▶ **YOUR INSTRUCTIONS**: Your answer should repeat every line of the records below in which the word "think" appears.

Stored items
==========
PR #13994, opened 2019-05-07
Improve visual mark  ##visual

Vane11ope:
GIFrecord_2019-05-08_035708

I'm not sure if you like this, but i thought it would make visual mark more usable this way, so...

### DIFF
--- a/libr/core/vmarks.c
+++ b/libr/core/vmarks.c
@@ -14,16 +14,19 @@ R_API void r_core_visual_mark_reset(RCore *core) {
 	}
 }
 
-R_API void r_core_visual_mark_dump(RCore *core) {
+R_API bool r_core_visual_mark_dump(RCore *core) {
 	int i;
+	bool out = false;
 	if (!marks_init) {
-		return;
+		return out;
 	}
 	for (i = 0; i < UT8_MAX; i++) {
 		if (marks[i] != UT64_MAX) {
 			r_cons_printf (R_CONS_CLEAR_LINE"fV %c 0x%"PFMT64x"\n", i, marks[i]);
+			out = true;
 		}
 	}
+	return out;
 }
 
 R_API void r_core_visual_mark_set(RCore *core, ut8 ch, ut64 addr) {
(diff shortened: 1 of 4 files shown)


radare:
vim works like r2 does right now, with no visual feedback.

one of the problems i see in this mode is the noise. and the problem of not being able to delete any visual mark, we can only create new ones. so the list will be longer and longer and at some point scroll the screen, not sure how much nice will be in this case.

also i have been thinking in using boxes centered in the screen with the text inside, this can be nice for the usser, but its anoying for the eye because it will hide the disasm or whataever is in the center which use to be important. But can be handy to have such thing in panels for confirm dialogs or so, what do you think?

radare:
why travis is red

Vane11ope:
ah yeah about that centered box, how about not center but bottom, like the way cutter shows console widget? and about deleting the shortcut off the list, and even all clear, shouldnt be difficult. i can do it tonight.

Vane11ope:
what would you say?

radare:
we can just have the primitive with an option to specify where to display it and do some experiments with it, but unrelated to this PR

Vane11ope:
yup exactly. so for now i guess im just adding delete shortcut key options and done with this PR

radare:
did you checked why travis is red?

Vane11ope:
yeah of course i will take care of that tonight too :)

Vane11ope:
made visual marks deletable tho, now let's see if travis is still angry

libr/core/vmarks.c
```diff
@@ -14,16 +14,19 @@ R_API void r_core_visual_mark_reset(RCore *core) {
...
 	int i;
+	bool out = false;
 	if (!marks_init) {
-		return;
+		return out;
 	}
 	for (i = 0; i < UT8_MAX; i++) {
 		if (marks[i] != UT64_MAX) {
-			r_cons_printf ("fV %d 0x%"PFMT64x"\n", i, marks[i]);
+			r_cons_printf (R_CONS_CLEAR_LINE"fV %c 0x%"PFMT64x"\n", i, marks[i]);
```
Vane11ope: ah travis is angry because of this change. I changed the output to %c from %d because I wanted to use the API to tell users which shortcuts are available at the moment and in that case, it doesn't make sense if it's shown like 97 instead of 'a' because I assume people don't memorize the whole ascii table.

I can fix the test if you confirm this change, or tell me what to do please @radare

radare:
%c is fine if its printable. Add a check for this to avoid issues when using non ascii chars in here. Probably fV needs to support int arg too

Vane11ope:
yup. done without fixing tests. in fact, the tests were right.

Vane11ope:
lol

Vane11ope:
Thanks travis love ya

PR #13995, opened 2019-05-07
Revert "Fixpanelsbug"

Vane11ope:
Reverts radare/radare2#13993


Vane11ope:
seriously. WTF

radare:
Syeah it was clearly wrong. We should ask for a reproducer

KoWu:
Just append a newline at the .r2panels and it will segfault. This happens if you edit it with vim for example. I don't get the problem.

Vane11ope:
okay thanks yeah fair point i will do something about it sooner or later :)

PR #13997, opened 2019-05-08
Code cleanup for anal.ex, make java work without it.

radare:
* Current java implementation of the analysis is not working well
* RBin parser now puts the right section sizes
* Added anal.ex option to use extensions or not
* More to go


radare:
at least now with -e anal.ex=false, the java analysis works fine

PR #14008, opened 2019-05-09
Use HtPP instead of Sdb in r_bin_filter_sym function

ret2libc:


ret2libc:
@radare please test, but I don't think it will really be that much faster than before... After all, Sdb is using Ht underneath, so...

radare:
yeah we just save some string processing in here

PR #14009, opened 2019-05-09
More ^C handling in RCons, but still not working with agf because of the nestness nature of it

radare:


libr/core/agraph.c
```diff
@@ -3083,6 +3089,7 @@ static void agraph_print_edges(RAGraph *g) {
 		}
 	}
 
+	// XXX why not use r_list_free ??
```
lowlyw: why just comment, why not do it? ;)

libr/cons/canvas_line.c
```diff
@@ -434,6 +434,9 @@ R_API void r_cons_canvas_line_back_edge (RConsCanvas *c, int x, int y, int x2, i
 		r_cons_canvas_line (c, x, y, x2, y2, style);
 		return;
 	}
+	if (r_cons_is_breaked ()) {
```
lowlyw: this isn't in a loop. why do we need it here?

radare:
@lowlyw the problem is that each consbreak/push/pop is breaking at one level only, if the caller checks again for that it will fail to interrupt all the task, only a slow loop inside. so ^C is not fixed in agf. Do you want to finish this PR?

radare:
closing for now, preformance is better now and i dont see he need to bloat those loops

PR #14012, opened 2019-05-09
Ability to download capstone git as zip

XVilka:
To solve the problem of building without `git clone`.

https://github.com/radare/radare2/issues/10152

@radare please check this one. It activated like `CS_COMMIT_ARCHIVE=1 make`

### DIFF
--- a/shlr/capstone.sh
+++ b/shlr/capstone.sh
@@ -3,6 +3,7 @@ CS_URL="$1" # url
 CS_BRA="$2" # branch name
 CS_TIP="$3" # tip commit
 CS_REV="$4" # revert
+CS_ARCHIVE="$5" # download archived tip
 CS_DEPTH_CLONE=512
 
 git --help > /dev/null 2>&1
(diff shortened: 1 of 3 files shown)


shlr/capstone.sh
```diff
@@ -32,11 +33,27 @@ parse_capstone_tip() {
 	BRANCH="$(git rev-parse --abbrev-ref HEAD)"
 }
 
-clone_capstone() {
+download_archive() {
+	echo '[capstone] Downloading capstone snapshot...' >&2
+	wget -O .cs_tmp.zip "$CS_ARCHIVE" || fatal_msg 'Cannot download archived capstone'
```
radare: wget is being removed  from many operating systems, we should support curl too

XVilka:
@radare what do you mean by "an option"?

radare:
A way for the user to choose

XVilka:
@radare - user can choose by setting the environment variable:
```bash
CS_COMMIT_ARCHIVE=1 make
```

Issue #18799, opened 2021-06-03
r2pipe commands containing @e aka temporary eval vars print the result directly to stdout bypassing R2PIPE_IN


ab1030:
## Description

I open an r2pipe to bash then I issue my radare2 commands and receive the expected results until I start mixing my commands with temporary eval vars using `@e:` then I stop receiving the results through `R2PIPE_IN` but instead everything is printed directly to `stdout`.

## Test

```bash
$ r2 -
-- ...
[0x00000000]> #!pipe bash
bash$ # This is the expected
bash$ r2p 'pd 1' | wc -c
256
bash$ # This is a bug
bash$ r2p 'pd 1 @e:asm.hints=false' | wc -c
            0x00000000      0000           add byte [rax], al
0
```

PR #18800, opened 2021-06-04
Fix issue #18799 - r2pipe commd output leaks to stdout

ab1030:
**Checklist**

- [x] Closing issues: #18799

**Description**

When r2pipe commands are executed the result is not supposed to be printed to the console but instead it should be returned as a string to r2pipe, while this works in general but there are some command combination that cause some leakage. This patch ensures the console isn't flushed until r_core_cmd_str is finished including the case when r_core_cmd_str is reentrant.

### DIFF
--- a/test/unit/test_cmd_str.c
+++ b/test/unit/test_cmd_str.c
@@ -4,7 +4,7 @@
 bool test_cmd_str_issue_18799() {
 	RCore *core = r_core_new ();
 	char *output = r_core_cmd_str (core, "pd 1 @e:asm.hints=false");
-	mu_assert ("command output leaked to stdout", strlen(output) > 0);
+	mu_assert ("command output leaked to stdout", strlen (output) > 0);
 	r_core_free (core);
 	mu_end;
 }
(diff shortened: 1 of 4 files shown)


test/unit/test_cmd_str.c
```diff
@@ -0,0 +1,20 @@
+#include <r_core.h>
+#include "minunit.h"
+
+bool test_cmd_str_issue_18799() {
+	RCore *core = r_core_new ();
+	char *output = r_core_cmd_str (core, "pd 1 @e:asm.hints=false");
+	mu_assert ("command output leaked to stdout", strlen(output) > 0);
```
trufae, line 7:
```suggestion
	mu_assert ("command output leaked to stdout", strlen (output) > 0);
```

trufae:
I had some feelings about a bug like this would happen after the latest refactorings, but didnt broke any test, thanks for submitting the fix and the test!

trufae:
Now i remember why this code changed several times to fix and regress the following issue: visual debugger is not working after merging your patch, you can try this with `r2 -cVpp -d r2`

trufae:
I fixed it by using r_core_cmd_str instead in https://github.com/radareorg/radare2/pull/18806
==========
▶ **OUTPUT FOR THIS EXERCISE**:
also i have been thinking in using boxes centered in the screen with the text inside, this can be nice for the usser, but its anoying for the eye because it will hide the disasm or whataever is in the center which use to be important. But can be handy to have such thing in panels for confirm dialogs or so, what do you think?
@radare please test, but I don't think it will really be that much faster than before... After all, Sdb is using Ht underneath, so...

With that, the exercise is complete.